La lucha por conseguir reconocimiento se centra en las siguientes premisas:
- quién tiene más amigos y quién es más popular;
- quién tiene la casa más grande y bonita;
- quién disfruta del matrimonio más feliz y tiene los hijos más maravillosos;
- quién tiene la agenda más llena;
- quién tiene mejor aspecto;
- quién hace el viaje más largo;
- quién ha vivido las experiencias espirituales más profundas;
- quién presenta más títulos en su tarjeta de visita;
- quién trabaja en el consorcio más grande y prestigioso;
- quién conoce a más personas famosas;
- quién tiene más confianza con el jefe;
- quién recibe más elogios;
- etc.
Completa la lista con las competiciones que sean habituales en tu entorno.

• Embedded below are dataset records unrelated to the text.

PR #201, opened 2022-07-26
Add traces

recmo:
## PR Checklist

- [ ] Added Tests
- [ ] Added Documentation
- [ ] Updated the changelog

### DIFF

Yo soy mejor que tú: ¡Toma!
El ansia de reconocimiento da frutos extraños en nuestra sociedad. Casi nadie puede sustraerse a esa competición. Muchas industrias viven del miedo que tenemos a no poder seguir el ritmo de los demás. Piensa en los sectores de la cosmética y de la moda, y en todos los productos que no son más que un símbolo de estatus.
Los niños también conocen las marcas de prestigio con las que pueden presumir delante de sus amigos. No, no basta con llevar unos pantalones o una cartera cualquiera. Tienen que ser de la marca que toca llevar en su ambiente. ¿Por qué actúan así los niños? Porque imitan el mundo de los adultos que han inventado esa competición.
Casi todas las cosas que usamos a diario son también de marca.
Y el rechazo deliberado de las marcas también puede ser un intento de alcanzar una buena posición adoptando esa postura contraria. La idea de «Yo soy mejor que tú: ¡toma!» está tan extendida que apenas nos llama la atención.
Nuestra singularidad y las comparaciones odiosas
Quienes compiten por alcanzar una buena posición y conseguir reconocimiento emprenden un viaje frustrante. Sí, a lo mejor todo sale bien, nos reconocen y alcanzamos una buena posición. Pero, al fin y al cabo, sólo nos aplaudirán porque salimos a escena mostrando prestigio. ¿Seguirían reconociéndonos si no presumiéramos tanto?
Con la competición por obtener reconocimiento empiezan también las comparaciones odiosas: ¿Quién es mejor? ¿Quién ha conseguido lo mejor?
Entonces olvidamos que todos somos únicos y, por lo tanto, incomparables. Y, porque todos somos excepcionales, todos disponemos de una vara de medir excepcional que sólo se aplica en nuestro caso. Esa pauta personal nos permite saber en todo momento qué cosas son adecuadas para nosotros. Sin embargo, al compararnos con otras personas nos sometemos a una vara de medir ajena. Asumimos lo que los demás consideran valioso y correcto. Al competir abandonamos nuestro propio modo de vida y nos distanciamos de nosotros mismos.
Imagina por un momento qué ocurriría si no compitieras por conseguir el reconocimiento de los demás. ¿Qué ocurriría si renunciaras alegremente a la aprobación, a la estimación y a los elogios de los demás? ¿No te quitarías un peso de encima?
Entonces podrías encontrar por fin el reconocimiento que realmente necesitas: tu propio reconocimiento. Sólo necesitas tu aprobación, no la de los demás.